Initial Training Steps Experiment

This experiment investigates the impact of different initial training step durations in a multi-armed bandit setting. The initial training phase determines how long the model is updated after every observation before switching to standard batch updates. We evaluate how different initial training step durations influence the accumulated regret of the Neural UCB algorithm.

Experimental Setup

Dataset

The experiment is conducted on the Statlog dataset. The bandit receives inputs sampled from this dataset, as a disjoint model, and must make a decision based on the given observations. Correct decisions yield a reward of 1.0, while incorrect decisions result in a reward of 0.0.

The experiment is conducted over a total of 20480 samples.

Model Architecture

We employ a Neural UCB bandit model with a small MLP network with three hidden layers of 128 units each and ReLU activation. For optimization we use Adam and a MSE loss.

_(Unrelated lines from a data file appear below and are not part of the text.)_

PR #3582, opened 2018-12-13
NFQ queue range v4

gozzy:
Make sure these boxes are signed before submitting your Pull Request -- thank you.

- [x] I have read the contributing guide lines at https://redmine.openinfosecfoundation.org/projects/suricata/wiki/Contributing
- [x] I have signed the Open Information Security Foundation contribution agreement at https://suricata-ids.org/about/contribution-agreement/
- [x] I have updated the user guide (in doc/userguide/) to reflect the changes made (if applicable)

Describe changes:
- added ability to specify Netfilter queue range with '-q' option (similar to iptables '--queue-balance' option)
- increase maximum number of queues from 16 to 65535
- NFQ context are created dynamically instead of on-stack arrays

This replaces #3552.

PR #3594, opened 2018-12-20
Nfq queue range v5

gozzy:

Describe changes:

- NFQ contexts are created dynamically instead of on-stack arrays

This replaces #3582.

### DIFF
--- a/src/source-nfq.c
+++ b/src/source-nfq.c
@@ -48,6 +48,7 @@
 #include "util-debug.h"
 #include "util-error.h"
 #include "util-byte.h"
+#include "util-cpu.h"
 #include "util-privs.h"
 #include "util-device.h"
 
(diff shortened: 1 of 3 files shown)


gozzy:
@regit should be a bit better now

src/source-nfq.c
```diff
@@ -887,17 +899,30 @@ int NFQParseAndRegisterQueues(const char *queues)
...
-            }
-        }
-    } else if (NFQRegisterQueue(queue_start) != 0) {
-        SCLogError(SC_ERR_INVALID_ARGUMENT, "queue(s) argument '%s' is not "
-                                        "valid", queues);
-        return -1;
+        num_queues = queue_end - queue_start + 1; // +1 due to inclusive range
     }
 
+    g_nfq_t = (NFQThreadVars *)SCCalloc(num_queues, sizeof(NFQThreadVars));
```
regit: We need to free allocated array at Suricata exit.

gozzy: Do you have an idea about a better place for that? ReceiveNFQThreadExitStats() seems to be the only option by now.

BTW, I've found another small leak - nfq_open() is called without nfq_close().

PR #3596, opened 2018-12-21
netmap: switch to nm_* API

victorjulien:
Process multiple packets at nm_dispatch. Use zero copy for workers
recv mode.

Add configure check netmap check for API 11+ and find netmap api version.

Add netmap guide to the userguide.

https://redmine.openinfosecfoundation.org/issues/2741

Describe changes:
- reimplementation of the NETMAP capture method on top of the nm_* API

N/A

### DIFF
--- a/configure.ac
+++ b/configure.ac
@@ -1448,6 +1448,67 @@
         fi
 
         AC_CHECK_HEADER(net/netmap_user.h,,[AC_ERROR(net/netmap_user.h not found ...)],)
+
+        have_recent_netmap="no"
+        AC_COMPILE_IFELSE([AC_LANG_PROGRAM([
+        #include <net/netmap_user.h>
+        ],[
+        #ifndef NETMAP_API
+        #error "outdated netmap, need one with NETMAP_API"
+        #endif
+        #if NETMAP_API < 11
+        #error "outdated netmap, need at least api version 11"
+        #endif
+        ])], [have_recent_netmap="yes"])
+        if test "x$have_recent_netmap" != "xyes"; then
+            echo "ERROR: outdated netmap"
+            exit 1
+        fi
+        have_netmap_version="unknown"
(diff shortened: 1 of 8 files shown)


vmaffione:
Hi!
  Just some clarification that may be useful.
The `nm_*` API (nm_open and friends)  is available in both 11, 12 and 13 (and future versions) and there are no differences.
This API 11 uses the `NIOCREGIF` and `NIOCGETINFO` commands to interact with netmap.
However, since netmap got many new features since 11 (pipes, monitors, zerocopy monitors, null port, netmap passthrough, partial openings, VALE persistent ports, sync-kloop, virtual offloadings, etc.), we ran out of space in the `struct nmreq`, which is the one used for `NIOCREGIF` and `NIOCGETINFO`.

Therefore we decided to introduce a completely new control API, extensible in such a way that we can keep adding new commands and options without breaking backward compatibility.
The new control API is based on the `NIOCCTRL` command, and it is provided in version 12 and 13.
We provide backward binary compatibility to users of API 11 (e.g. `NIOCREGIF` + `NIOCGETINFO`), and that's why suricata keeps working (together with all the in-tree netmap applications such as `pkt-gen`, `bridge`, `lb`, etc.).
Internally, netmap converts requests done using the API 11 to requests using the current API (13).
The old API (11) is now contained in the "netmap_legacy.h" header, while "netmap.h" contains the new API (and includes "netmap_legacy.h").
In conclusion, since you are using the old API (11), you don't need to check if the local netmap API is 11, 12, 13 (or more), as long as it is at least 11.

victorjulien:
Thanks for the clarifications @vmaffione. I've added the version checks mostly for informational purposes for support requests. I did notice that some nm_open flags aren't supported on the 11 version of the API, so thats why it's checked there.

victorjulien:
Merged in #3673

PR #3609, opened 2019-01-07
NFQ queue range v6

gozzy:

Describe changes:
- NFQ contexts are created dynamically instead of on-stack arrays

This replaces #3594.

### DIFF
--- a/src/source-nfq.c
+++ b/src/source-nfq.c
@@ -48,6 +48,7 @@
 #include "util-debug.h"
 #include "util-error.h"
 #include "util-byte.h"
+#include "util-cpu.h"
 #include "util-privs.h"
 #include "util-device.h"
 
@@ -136,8 +137,8 @@ typedef struct NFQThreadVars_
 /* shared vars for all for nfq queues and threads */
 static NFQGlobalVars nfq_g;
 
-static NFQThreadVars g_nfq_t[NFQ_MAX_QUEUE];
-static NFQQueueVars g_nfq_q[NFQ_MAX_QUEUE];
+static NFQThreadVars *g_nfq_t;
+static NFQQueueVars *g_nfq_q;
 static uint16_t receive_queue_num = 0;
 static SCMutex nfq_init_lock;
 
@@ -765,6 +766,22 @@ TmEcode ReceiveNFQThreadInit(ThreadVars *tv, const void *initdata, void **data)
     return TM_ECODE_OK;
 }
 
+static void NFQDestroyQueue(NFQQueueVars *nq)
+{
+    if (unlikely(nq == NULL)) {
+        return;
+    }
+
+    SCLogDebug("starting... will close queuenum %" PRIu32 "", nq->queue_num);
+    NFQMutexLock(nq);
+    if (nq->qh != NULL) {
+        nfq_destroy_queue(nq->qh);
+        nq->qh = NULL;
+        nfq_close(nq->h);
+        nq->h = NULL;
+    }
+    NFQMutexUnlock(nq);
+}
 
 TmEcode ReceiveNFQThreadDeinit(ThreadVars *t, void *data)
 {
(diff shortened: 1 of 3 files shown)


src/source-nfq.c
```diff
@@ -804,65 +822,120 @@ TmEcode VerdictNFQThreadDeinit(ThreadVars *tv, void *data)
...
+ *  \retval -1 on failure.
+ */
+int NFQParseAndRegisterQueues(const char *queues)
+{
+    uint16_t queue_start = 0;
+    uint16_t queue_end = 0;
+    uint16_t num_queues = 1;    // if argument is correct, at least one queue will be created
+
+    // Either "id" or "start:end" format (e.g., "12" or "0:5")
+    int count = sscanf(queues, "%hu:%hu", &queue_start, &queue_end);
```
victorjulien: I'm not familiar with this 'h' modifier use in sccanf, what does it do?

victorjulien:
I have no objection to the array approach, but I do think it would be nicer if we could have a much more dynamic solution. Instead of a large array that is indexed by queue num use a list or hash or something. I don't really see use cases for more than a couple of hundred queues max, so this array will be very lightly populated if there is only a single high queue number.

Any ideas?

src/source-nfq.c
gozzy: In this case 'h' modifies 'u' and means 'unsigned short int'. Without 'h' it would have been 'unsigned int'.

victorjulien:
On 29-01-19 13:13, Alexander Gozman wrote:
> *@gozzy* commented on this pull request.
> 
> 
> In src/source-nfq.c
> <https://github.com/OISF/suricata/pull/3609#discussion_r251806907>:
> 
>> +/**
> + *  \brief Parses and adds Netfilter queue(s).
> + *
> + *  \param string with the queue number or range
> + *
> + *  \retval 0 on success.
> + *  \retval -1 on failure.
> + */
> +int NFQParseAndRegisterQueues(const char *queues)
> +{
> +    uint16_t queue_start = 0;
> +    uint16_t queue_end = 0;
> +    uint16_t num_queues = 1;    // if argument is correct, at least one queue will be created
> +
> +    // Either "id" or "start:end" format (e.g., "12" or "0:5")
> +    int count = sscanf(queues, "%hu:%hu", &queue_start, &queue_end);
> 
> In this case 'h' modifies 'u' and means 'unsigned short int'. Without
> 'h' it would have been 'unsigned int'.

Oh cool, so is it equivalent to doing %5u or is it even smarter and
takes the max value USHRT_MAX into account?

gozzy:
> Oh cool, so is it equivalent to doing %5u or is it even smarter and takes the max value USHRT_MAX into account?

Some sscanf implementations that I saw used different internal flags for 'u' and 'hu' and, as a result, do different type casts. I suppose that if we want unsigned short we should let sscanf know about it :)

gozzy:
> I have no objection to the array approach, but I do think it would be nicer if we could have a much more dynamic solution. Instead of a large array that is indexed by queue num use a list or hash or something. I don't really see use cases for more than a couple of hundred queues max, so this array will be very lightly populated if there is only a single high queue number.
> 
> Any ideas?

Do I understand correctly that it would be better to turn  *g_nfq_t and *g_nfq_q into lists or anything other than array?

gozzy:
@inliniac, @regit 
Are there any more things to do or current version is acceptable? :)

BTW, I have one more fix on the way: NFQ does not increase packets counter and "iface-stat" command returns zero.

victorjulien:
I think the list would be nice as a future improvement, but is not a requirement for this PR. I will test this PR and merge if I don't find issues.

Wrt the stats, happy to see a separate PR for that. Thanks!

gozzy:
Sure, the stats will be fixed in a separate PR a bit later (there's a dependency on this one).

victorjulien:
Merged in #3641, thanks Alexander!

PR #2765, opened 2017-06-09
rust fixups - v2

jasonish:
Replaces PR #2760 
- Fixes dist/distcheck if Python is not available. Ideally it should be to generate headers, but as Rust is experimental lets not force it yet.
- Add DNS GAP handling to Rust DNS.

Prscript:
- PR jasonish-pcap: https://buildbot.openinfosecfoundation.org/builders/jasonish-pcap/builds/177
- PR jasonish: https://buildbot.openinfosecfoundation.org/builders/jasonish/builds/529

PR #3610, opened 2019-01-09
Fix Issue 2765 - rule option: migrate to GeoIP2 database and libmaxminddb API.

bmeeks8:

Link to [redmine](https://redmine.openinfosecfoundation.org/projects/suricata/issues) ticket: [#2765](https://redmine.openinfosecfoundation.org/issues/2765)

Describe changes:
- Update "geoip" rule option support code to use the libmaxminddb library for reading "iso_country" code for an IP address from the GeoIP2/GeoLite2 database format. The legacy GeoIP database format and supporting library (libgeoip) has been discontinued by MaxMind and replaced by GeoIP2 and the libmaxminddb library.

### DIFF
--- a/src/detect-geoip.c
+++ b/src/detect-geoip.c
@@ -94,9 +94,9 @@ static int InitGeolocationEngine(DetectGeoipData *geoipdata)
     (void)ConfGet("geoip-database", &filename);
 
     if (filename == NULL) {
-        SCLogWarning(SC_ERR_INVALID_ARGUMENT, "Unable to locate a GeoIP2 
-                     database filename in YAML conf.  GeoIP rule matching 
-                     is disabled.");
+        SCLogWarning(SC_ERR_INVALID_ARGUMENT, "Unable to locate a GeoIP2"  
+                     "database filename in YAML conf.  GeoIP rule matching "
+                     "is disabled.");
         geoipdata->mmdb_status = MMDB_FILE_OPEN_ERROR;
         return FALSE;
     }
@@ -109,8 +109,8 @@ static int InitGeolocationEngine(DetectGeoipData *geoipdata)
         return TRUE;
     }
 
-    SCLogWarning(SC_ERR_INVALID_ARGUMENT, "Failed to open GeoIP2 database: %s.  
-                 Error was: %s.  GeoIP rule matching is disabled.", filename, 
+    SCLogWarning(SC_ERR_INVALID_ARGUMENT, "Failed to open GeoIP2 database: %s. " 
+                 "Error was: %s.  GeoIP rule matching is disabled.", filename, 
                  MMDB_strerror(status));
     geoipdata->mmdb_status = status;
     return FALSE;
--- a/src/detect-geoip.c
+++ b/src/detect-geoip.c
@@ -205,7 +205,7 @@ static int CheckGeoMatchIPv4(const DetectGeoipData *geoipdata, uint32_t ip)
     {
         for (i = 0; i < geoipdata->nlocations; i++) {
             if (country != NULL && strcmp(country, (char *)geoipdata->location[i])==0) {
-                free(country);
+                SCFree(country);
                 return 1;
             }
         }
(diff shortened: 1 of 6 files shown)


bmeeks8:
Apparently there is no _libmaxminddb_ library package available for Cygwin, thus the test build on appveyor is failing because it says it cannot find the library.  I've searched the web and did not find a binary package for Cygwin I could reference.  I did find source code for maybe creating a binary package, though, using _cygport_.

So does this mean "geoip" support in Suricata is going to die with the end-of-life of the legacy GeoIP database, or is there another alternative for including the GeoIP2 format supported by _libmaxminddb_ in Suricata?

src/detect-geoip.c
```diff
@@ -84,27 +84,85 @@ void DetectGeoipRegister(void)
...
-static GeoIP *InitGeolocationEngine(void)
+static int InitGeolocationEngine(DetectGeoipData *geoipdata)
 {
-    return GeoIP_new(GEOIP_MEMORY_CACHE);
+    const char *filename = NULL;
+
+    /* Get location and name of GeoIP2 database from YAML conf */
+    (void)ConfGet("geoip-database", &filename);
+
+    if (filename == NULL) {
```
victorjulien: would it make sense to use a default location in this case?

src/detect-geoip.c
```diff
@@ -84,27 +84,85 @@ void DetectGeoipRegister(void)
...
+    if (result.found_entry) {
+        mmdb_error = MMDB_get_value(&result.entry, &entry_data, "country", 
+                                    "iso_code", NULL);
+        if (mmdb_error != MMDB_SUCCESS)
+            return NULL;
+
+        /* If ISO country code was found, then return it */
+        if (entry_data.has_data) {
+            if (entry_data.type == MMDB_DATA_TYPE_UTF8_STRING) {
+                    char *country_code = strndup((char *)entry_data.utf8_string,
```
victorjulien: Why is the string copied here? It seems unnecessary. If it is needed, please use SCStrdup instead.

src/detect-geoip.c
```diff
@@ -125,29 +183,44 @@ static const char *GeolocateIPv4(GeoIP *geoengine, uint32_t ip)
...
+        return 0;
+
     /* Check if NOT NEGATED match-on condition */
     if ((geoipdata->flags & GEOIP_MATCH_NEGATED) == 0)
     {
-        for (i = 0; i < geoipdata->nlocations; i++)
-            if (country != NULL && strcmp(country, (char *)geoipdata->location[i])==0)
+        for (i = 0; i < geoipdata->nlocations; i++) {
+            if (country != NULL && strcmp(country, (char *)geoipdata->location[i])==0) {
+                free(country);
```
victorjulien: SCFree

victorjulien:
Our Windows support efforts are now focused on MinGW, which does have a libmaxminddb package. In any case I would like to get this work merged, even if not all platforms support it.

src/detect-geoip.c
bmeeks8: Will change this.

src/detect-geoip.c
bmeeks8: The new MaxMind library, when passed a NULL filename, will return a file open error and terminate.  This behavior is different from the legacy libGeoIP library which would search a default path for a DB file before giving up.

Do you want to include all the code baggage of locating a default path and DB file across Linux/Windows platforms, or just log the error message if a valid DB file and path is not given in suricata.yaml?

bmeeks8: After further reflection, I propose leaving the code "as-is" whereby it logs an appropriate warning message and disables the geoip rule option when the GeoIP2 database is not specified in _suricata.yaml_.  The _libmaxminddb_ library will not use a default path when NULL is provided for the DB name.  There are at least two different DB names possible for the Country database depending on whether the user has the free GeoLite2 edition or the paid subscription GeoIP2 edition.  The user is responsible for configuring the DB download anyway, so the user may as well specify the location of the DB to Suricata via the _suricata.yaml_ entry.

bmeeks8:
I believe all review comments have been resolved and this request is ready for acceptance and merging.

src/detect-geoip.c
victorjulien: Ok fair enough, but then I would prefer a proper SCStrndup implementation to be introduced. It should be quite simple to add that.

PR #3612, opened 2019-01-14
Mpls improvements

wesleyvanderree:

- https://redmine.openinfosecfoundation.org/issues/2771
- https://redmine.openinfosecfoundation.org/issues/2772

Describe changes:
- Improved decoding vlan by adding mpls support.
- Added MPLS labels to the alert output.


src/output-json.c
```diff
@@ -739,6 +739,28 @@ json_t *CreateJSONHeader(const Packet *p, enum OutputJsonLogDirection dir,
         }
     }
 
+    /* mpls */
+    if (p->mpls_idx > 0) {
+        json_t *js_mpls;
+        switch (p->mpls_idx) {
```
victorjulien: @jasonish this is the same as the vlan logic, but I'm not quite happy with that. I know we discussed this a while ago. Do you think we should go for an array in all cases here?

jasonish: Yes. I think if it can be an array, it should always be an array. I know JSON schema allows for both, but its just simpler if its always the same datatype.

src/decode.h
```diff
@@ -434,6 +434,9 @@ typedef struct Packet_
     uint16_t vlan_id[2];
     uint8_t vlan_idx;
 
+    uint16_t mpls_id[2];
```
victorjulien: mpls label space seems to limited only by packet size (or mtu), so 2 might be a bit too low. I see limits being used in practice between 4 and 6 when I google it.

A second issue is that the label appears to be 20 bits in size, so a uint16_t is too small.

src/output-json.c
```diff
@@ -739,6 +739,19 @@ json_t *CreateJSONHeader(const Packet *p, enum OutputJsonLogDirection dir,
         }
     }
 
+    /* mpls */
+    if (p->mpls_idx > 0) {
+        json_t *js_mpls;
+        js_mpls = json_array();
+
+        for (int i = 0; i < p->mpls_idx; i++) {
+            if (unlikely(js != NULL)) {
```
victorjulien: checking for js here doesn't really make sense, for 2 reasons:
1. it should check js_mpls instead
2. is should be check outside of the loop

src/output-json.c
```diff
@@ -739,6 +739,19 @@ json_t *CreateJSONHeader(const Packet *p, enum OutputJsonLogDirection dir,
         }
     }
 
+    /* mpls */
+    if (p->mpls_idx > 0) {
+        json_t *js_mpls;
+        js_mpls = json_array();
+
+        for (int i = 0; i < p->mpls_idx; i++) {
```
victorjulien: this compares a signed int (i) with a unsigned int. Some compilers warn on this

wesleyvanderree:
Closed due to new PR: https://github.com/OISF/suricata/pull/3668

PR #3622, opened 2019-01-24
detect-geoip: migrate to GeoIP2 MMDB database format (fix Issue 2765) - v6

bmeeks8:

Link to [redmine](https://redmine.openinfosecfoundation.org/projects/suricata/issues) ticket: [Issue 2765](https://redmine.openinfosecfoundation.org/issues/2765)

Describe changes:
- Update the geoip rule option code to use the MaxMind MMDB GeoIP2 database format and supporting API from the libmaxminddb library.
- Remove legacy libgeoip library and "--enable-geoip" build option from AppVeyor CygWin build because there is no libmaxminddb library for CygWin.
- Add a SCStrndup() wrapper function in util-mem.h for strndup(). The MaxMind GeoIP2 library returns string data without a null terminator and with a data length parameter instead.

### DIFF
--- a/appveyor.yml
+++ b/appveyor.yml
@@ -31,7 +31,7 @@ init:
 install:
     - ps: 'Start-FileDownload "http://cygwin.com/$env:CYG_SETUP" -FileName "$env:CYG_SETUP"'
     - '%CYG_SETUP% -gqnNdO --quiet-mode --no-shortcuts --only-site --root "%CYG_ROOT%" --site "%CYG_MIRROR%" --local-package-dir "%CYG_CACHE%" > NUL 2>&1'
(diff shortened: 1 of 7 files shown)


victorjulien:
While adding some QA support for this, I noticed that the unittests fail if the feature is compiled in, but no database is found. I also didn't find a package to install to get the db directly, only indirectly: install downloader, run downloader. Any idea on how to address this? I think I would have rather it skip the tests in this case, than cause failure.

victorjulien:
Or maybe the DB is available, but not found. Unittests run without config, so we can't rely on the user setting the right location.

bmeeks8:
> Or maybe the DB is available, but not found. Unittests run without config, so we can't rely on the user setting the right location.

Hmm... the only two solutions I know of are to bypass the unit tests for this or have the new code try the default install location that is part of the downloader utility package you found.  However, that default check is not guaranteed to find a DB either if the user has not downloaded and installed it.  So maybe the best solution of the two is to skip that unit test.

I'm not a big fan of the way MaxMind set up this new library.  They made the API much more difficult to use in my opinion as compared to the older library.

Which solution sounds best to you?

victorjulien:
I guess a third option would be to create a small little db of our own just for the tests. Though the location of that would be another issue. Could it even live in the code and be opened as fmemopen?

Bypass is starting to sound pretty good :)

PR #3634, opened 2019-01-31
configure.ac: fix --{disable,enable}-xxx options

ffontaine:
Currently, if the user provides --enable-libmagic or
--disable-libmagic, libmagic will be disabled because $enableval is not
used to know if the user provided --enable or --disable

Most of the options have this issue so fix them all by using $enableval

Fixes:
 - https://redmine.openinfosecfoundation.org/issues/2797

### DIFF
--- a/configure.ac
+++ b/configure.ac
@@ -86,7 +86,7 @@
     fi
 
     AC_ARG_ENABLE(python,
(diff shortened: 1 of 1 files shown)


victorjulien:
Merged after rebase to master. Thanks @ffontaine !

PR #3624, opened 2019-01-24
eve/flow: add vlan and in_iface fields - v1

praseodym:
Make sure these boxes are signed before submitting your Pull Request -- thank you.

- [x] I have read the contributing guide lines at https://redmine.openinfosecfoundation.org/projects/suricata/wiki/Contributing
- [x] I have signed the Open Information Security Foundation contribution agreement at https://suricata-ids.org/about/contribution-agreement/
- [x] I have updated the user guide (in doc/userguide/) to reflect the changes made (if applicable) => not applicable

Link to [redmine](https://redmine.openinfosecfoundation.org/projects/suricata/issues) ticket:
https://redmine.openinfosecfoundation.org/issues/2057

Describe changes:
- eve/flow: add vlan field 
- eve/flow: add in_iface field

[PRScript](https://redmine.openinfosecfoundation.org/projects/suricata/wiki/PRscript) output (if applicable):
not applicable

PR #3636, opened 2019-02-01
add vlan and in_iface fields to eve/flow and pseudopackets - v2

praseodym:

- [x] I have updated the user guide (in doc/userguide/) to reflect the changes made (if applicable) => not applicable

Describe changes:
- add vlan and in_iface to logged/alerted psuedopackets
- eve/flow: add vlan field 
- eve/flow: add in_iface field

not applicable

Supersedes #3494 and #3624.

### DIFF
--- a/src/flow.h
+++ b/src/flow.h
@@ -27,6 +27,7 @@
 #include "decode.h"
 #include "util-var.h"
 #include "util-atomic.h"
+#include "util-device.h"
 #include "detect-tag.h"
 #include "util-optimize.h"
 
--- a/src/flow.h
+++ b/src/flow.h
@@ -629,4 +629,3 @@ uint8_t FlowGetDisruptionFlags(const Flow *f, uint8_t flags);
 void FlowHandlePacketUpdate(Flow *f, Packet *p);
 
 #endif /* __FLOW_H__ */
-
--- a/src/flow.h
+++ b/src/flow.h
@@ -346,6 +346,10 @@ typedef struct Flow_
     uint8_t proto;
     uint8_t recursion_level;
     uint16_t vlan_id[2];
+    uint8_t vlan_idx;
+
+    /** Incoming interface */
+    struct LiveDevice_ *livedev;
 
     /** flow hash - the flow hash before hash table size mod. */
     uint32_t flow_hash;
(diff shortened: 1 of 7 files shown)


src/flow.h
```diff
@@ -346,6 +347,10 @@ typedef struct Flow_
     uint8_t proto;
     uint8_t recursion_level;
     uint16_t vlan_id[2];
+    uint8_t vlan_idx;
+
+    /** Incoming interface */
+    struct LiveDevice_ *livedev;
```
victorjulien: I think this should be a const ptr as the livedev should never be changed from the flow

src/stream-tcp.c
```diff
@@ -6034,6 +6034,17 @@ static void StreamTcpPseudoPacketCreateDetectLogFlush(ThreadVars *tv,
     np->flags |= PKT_HAS_FLOW;
     np->flags |= PKT_IGNORE_CHECKSUM;
     np->flags |= PKT_PSEUDO_DETECTLOG_FLUSH;
+    np->livedev = f->livedev;
+
+    if (f->vlan_idx > 0) {
+        np->vlan_id[0] = f->vlan_id[0];
+        np->vlan_idx=1;
```
victorjulien: style nitpick: we need spaces before and after the =

src/flow.h
praseodym: Done, this does require casting in the pseudopacket assignment to avoid compiler warnings (`warning: assignment discards ‘const’ qualifier from pointer target type [-Wdiscarded-qualifiers]`)

src/stream-tcp.c
praseodym: Changed.

praseodym:
> I've requested 2 small changes.
> 
> More fundamentally, I would like to think about the vlan addition to the flow records. As discussed here [#3612 (comment)](https://github.com/OISF/suricata/pull/3612#discussion_r250167172), I regret the per record vlan field type ambiguity. I wonder if we should already fix it here, even if the other record type still have this issue. @jasonish opinions?

#3645 addresses this. I've changed the json flow vlan field to always be an array, and created another commit to do the same for other records for consistency. I don't think this is a breaking change (unless one never expects double-tagged vlans in the output) but it should be added to the release notes.

jasonish:
> More fundamentally, I would like to think about the vlan addition to the flow records. As discussed here [#3612 (comment)](https://github.com/OISF/suricata/pull/3612#discussion_r250167172), I regret the per record vlan field type ambiguity. I wonder if we should already fix it here, even if the other record type still have this issue. @jasonish opinions?

I agree.  In theory, since existing code has to support the value being a scalar or a list, we should be able to always use a list elsewhere as well.  I guess the only issue would be any parsing code that assumes a minimum list length of 2.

Training and Hyperparameters

Training is conducted using the Adam optimizer with the following hyperparameter configuration:

Learning rate: 0.0001
Weight decay: 0.00001
Exploration rate: 0.00001
Batch size: 100
Gradient clipping: 20.0

The Neural UCB model undergoes an initial pretraining phase for a varying number of steps before transitioning to the standard update schedule. The tested initial training step values are:

0
512
1024

Evaluation Metric

Performance is assessed based on accumulated regret over 20480 training samples. The regret quantifies the discrepancy between the observed rewards and the optimal achievable rewards.

Results

regrets for different delays

Regret Analysis

The results indicate that longer initial training phases lead to lower accumulated regret. The model with 0 initial training steps shows the worst performance, accumulating the highest regret throughout training. Increasing the number of initial training steps to 512 and 1024 results in significantly lower regret, indicating that early training stabilization benefits the bandit's decision-making process.

Conclusion

This study demonstrates that incorporating an extended initial training phase improves the performance of the Neural UCB bandit model. The results highlight the importance of early training in mitigating regret and improving long-term decision-making.